Sei que ninguém liga ao que eu digo. Eu escrevi 'ao que eu digo', note-se. Não adianta virem desmentir: 'vê lá e tal que não é bem assim, olha para o lado e verás que te rodeam pessoas que te amam e te admiram, pessoas que falam contigo, que te acarinham e te querem um bem incomensurável'.
Eu sei que as pessoas não ligam ao que eu digo. E pronto, eu é que sei.
É por isso que posso muito bem ir na rua, ouvir alguém arrotar alto e eu responder 'mete óleo, querido'.

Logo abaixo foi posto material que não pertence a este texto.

PR #2092, opened 2025-05-24
wip: swigify gnc_options_copy_values

christopherlam:
I think this function is a significant slowdown in the multicolumn profit&loss -- because each cell (income or expense in period) generates a link to a transaction report with the particular exact splits, and each link creates a whole new optiondb copied from the transaction report. However I'm not 100% sure how to complete this.

### DIFF
--- a/bindings/guile/gnc-optiondb.i
+++ b/bindings/guile/gnc-optiondb.i
@@ -2139,6 +2139,26 @@ gnc_register_multichoice_callback_option(GncOptionDBPtr& db,
                     });
             });
     }
+
+
+    void
+    gnc_options_copy_values (GncOptionDBPtr& src, GncOptionDBPtr& dest)
+    {
+        if (!dest) return;
+        auto make_copy = [&](auto src_option)
+        {
+            const auto& section = GncOption_get_section (src_option);
+            const auto& name = GncOption_get_name (src_option);
+            auto dest_option = gnc_lookup_option (dest, section, name);
+            if (dest_option)
+                GncOption_set_value (dest_option, GncOption_get_value (src_option));
+        };
+        src->foreach_section([&](const GncOptionSectionPtr& section)
+                             {
+                                 section->foreach_option([&](auto& option)
+                                                         { make_copy (&option); });
+                             });
+    }
 %}
 
 #endif //SWIGGUILE
--- a/bindings/guile/gnc-optiondb.i
+++ b/bindings/guile/gnc-optiondb.i
@@ -2140,24 +2140,33 @@ gnc_register_multichoice_callback_option(GncOptionDBPtr& db,
             });
     }
 
-
-    void
+    static void
     gnc_options_copy_values (GncOptionDBPtr& src, GncOptionDBPtr& dest)
     {
         if (!dest) return;
-        auto make_copy = [&](auto src_option)
+        auto make_copy = [&](const auto& src_option)
         {
-            const auto& section = GncOption_get_section (src_option);
-            const auto& name = GncOption_get_name (src_option);
-            auto dest_option = gnc_lookup_option (dest, section, name);
-            if (dest_option)
-                GncOption_set_value (dest_option, GncOption_get_value (src_option));
+            const auto& section = src_option.get_section();
+            const auto& name = src_option.get_name().c_str();
+            auto dest_option = dest->find_option(section, name);
+            /* std::cout << section << '/' << name << ": " << dest_option << '\n'; */
+            if (!dest_option) return;
+            switch (src_option.get_ui_type())
+            {
+            case GncOptionUIType::BOOLEAN:
+                dest_option->set_value (src_option.template get_value<bool>());
+                break;
+            case GncOptionUIType::TEXT:
+                dest_option->set_value (src_option.template get_value<std::string>());
+                break;
+            case GncOptionUIType::ACCOUNT_LIST:
+                dest_option->set_value (src_option.template get_value<std::string>());
+                break;
+            default:
+                break;
+            };
         };
-        src->foreach_section([&](const GncOptionSectionPtr& section)
-                             {
-                                 section->foreach_option([&](auto& option)
-                                                         { make_copy (&option); });
-                             });
+        src->foreach_section([&](auto& src_section){ src_section->foreach_option (make_copy); });
     }
 %}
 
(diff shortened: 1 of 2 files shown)


christopherlam:
@jralls any clues? Is it possible to use a higher level than bool/int/string etc?
```cpp
    dest_option->set_value (src_option.template get_value<GncOptionValue>())
```

jralls:
@christopherlam To answer the question directly, yes: Expose the GncOptionImpl copy ctor to GncOption and use that.

But is there an opportunity for the transaction reports' options to mutate independently? If not they can just take a reference to the optiondb instead.

Are the transaction reports used for anything if the user doesn't follow the link? If not they shouldn't be created unless they're actually called for.

christopherlam:
> Are the transaction reports used for anything if the user doesn't follow the link? If not they shouldn't be created unless they're actually called for.

Correct the SCM transaction reports options are being created for each cell. Without them the report renders in 0.5s instead of several seconds. I don't know how to delay creating the options db.

jralls:
>  I don't know how to delay creating the options db.

Have `gnc:make-report-anchor` make a closure having the data needed to generate the report and return a URL that fires a callback to actually create the report using the closure contents. A lambda with captures (which in C++ is syntactic sugar for a function object) is an example of a closure. GObject signal handlers is another. I don't know offhand how to make one in Scheme.

christopherlam:
> > I don't know how to delay creating the options db.
> 
> Have `gnc:make-report-anchor` make a closure having the data needed to generate the report and return a URL that fires a callback to actually create the report using the closure contents. A lambda with captures (which in C++ is syntactic sugar for a function object) is an example of a closure. GObject signal handlers is another. I don't know offhand how to make one in Scheme.

Ok here's how I've structured a "delayed report" scenario. It wastes memory because the hash tables to store the environment doesn't clear. It also doesn't yet work.

```diff
diff --git a/gnucash/gnome/gnc-plugin-page-report.cpp b/gnucash/gnome/gnc-plugin-page-report.cpp
index a700a233c2..f63db3738a 100644
--- a/gnucash/gnome/gnc-plugin-page-report.cpp
+++ b/gnucash/gnome/gnc-plugin-page-report.cpp
@@ -677,6 +677,19 @@ gnc_plugin_page_report_load_cb (GncHtml * html, URLType type,
         report_id = atoi(location + 3);
         DEBUG( "parsed id=%d", report_id );
     }
+    if (!g_strcmp0 (type, URL_TYPE_REPORT)
+        && location
+        && !strncmp("closure-id=", location, 11))
+    {
+        auto closure_id = atoi (location + 11);
+        const SCM trigger_cb = scm_c_eval_string ("gnc:trigger-delayed-report");
+        // printf ("trigger_cb = %p. closure_id = %d\n", trigger_cb, closure_id);
+        // scm_write (trigger_cb, scm_current_output_port ());
+        // printf ("\n");
+        auto rv = scm_call_1 (trigger_cb, scm_from_uint (closure_id));
+        report_id = scm_to_uint (rv);
+        DEBUG( "parsed id=%d", report_id );
+    }
     else if (!g_strcmp0( type, URL_TYPE_OPTIONS)
              && location
              && (strlen(location) > 10)
diff --git a/gnucash/report/html-utilities.scm b/gnucash/report/html-utilities.scm
index 904184a4bd..cf93d65bf7 100644
--- a/gnucash/report/html-utilities.scm
+++ b/gnucash/report/html-utilities.scm
@@ -180,6 +180,34 @@
             (gnc:report-anchor-text id)))
         (warn "gnc:make-report-anchor: No such report: " reportname))))
 
+(define closures (make-hash-table))
+(define size 0)
+
+(use-modules (srfi srfi-69))
+
+(define-public (gnc:make-delayed-report-anchor reportname src-report optionlist)
+  (set! size (1+ size))
+  (hash-set! closures size (list reportname src-report optionlist))
+  (gnc-build-url URL-TYPE-REPORT (format #f "closure-id=~a" size) ""))
+
+(define-public (gnc:trigger-delayed-report id)
+  ;; (pk 'gnc:trigger-delayed-report id)
+  (match (hash-ref closures id)
+    ((reportname src-report optionlist)
+     ;; (pk 'gnc:trigger-delayed-report reportname src-report optionlist)
+     (let* ((src-options (gnc:report-options src-report))
+            (options (gnc:make-report-options reportname))
+            (db (gnc:optiondb options)))
+       ;; (pk '(reportname src-report optionlist) (list reportname src-report optionlist))
+       ;; (pk 'src-options src-options)
+       ;; (pk 'options:before options)
+       ;; (pk 'db db)
+       (gnc:options-copy-values src-options options)
+       ;; (pk 'options:after options)
+       (for-each (lambda (l) (gnc-set-option db (car l) (cadr l) (caddr l))) optionlist)
+       ;; (pk 'options:after-setting options)
+       (pk 'rv (gnc:make-report reportname options))))
+    (_ (gnc:error "invalid id " id))))
 
 ;; returns the account name as html-text and anchor to the register.
 (define (gnc:html-account-anchor acct)
diff --git a/gnucash/report/reports/standard/balsheet-pnl.scm b/gnucash/report/reports/standard/balsheet-pnl.scm
index da80ad300e..1c581988db 100644
--- a/gnucash/report/reports/standard/balsheet-pnl.scm
+++ b/gnucash/report/reports/standard/balsheet-pnl.scm
@@ -1122,7 +1122,7 @@ also show overall period profit & loss."))
                       (show-orig? (and common-currency #t))
                       (curr (or common-currency book-main-currency))
                       (accts (if (pair? account) account (list account))))
-                  (gnc:make-report-anchor
+                  (gnc:make-delayed-report-anchor
                    trep-uuid report-obj
                    (list
                     (list "General" "Start Date" (cons 'absolute (car datepair)))
```

jralls:
That's not a [closure](https://en.wikipedia.org/wiki/Closure_(computer_programming)). Apparently in [Scheme](https://docs.scheme.org/schintro/schintro_toc.html#SEC152) `(let ((foo)) (lambda() …))` is the same as `[&foo]() {…};`.

So you want a `gnc:make-subreport-generator` that takes the report Guid, optiondbref, and option list and returns a procedure/closure with those values embedded. You park it wherever you're parking the created reports and `gnc_main_window_open_report_url` or `gnc_plugin_page_report_new` retrieves the procedure and runs it to generate the report.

É por isso que eu posso dizer a algum motorista foribundo por eu o ter feito parar na passadeira: 'aguenta aí os cavais, filho dum cabrão'. (sim... aqui eu sei que dificilmente me ouviriam de dentro de um carro com o motor ligado, mas sabe-se, creio, que muitas vezes uma expressão de rosto revela bastante, certo?)
É por isso que eu posso dizer ao caixa de supermercado que me pergunta gentilmente se quero um saco para pôr os congelados: 'quero sim, obrigada, são melhores para pôr o lixo'.
É por isso que posso ouvir uma mãe irritada dizer a um filho pequeno: ' tu queres levar?' eu dizer sem que a conversa seja comigo: ' hum, não me parece...'
Não ouvem, não. Não ouvem nada.
E há mais, muito mais, eu agora é que não me lembro.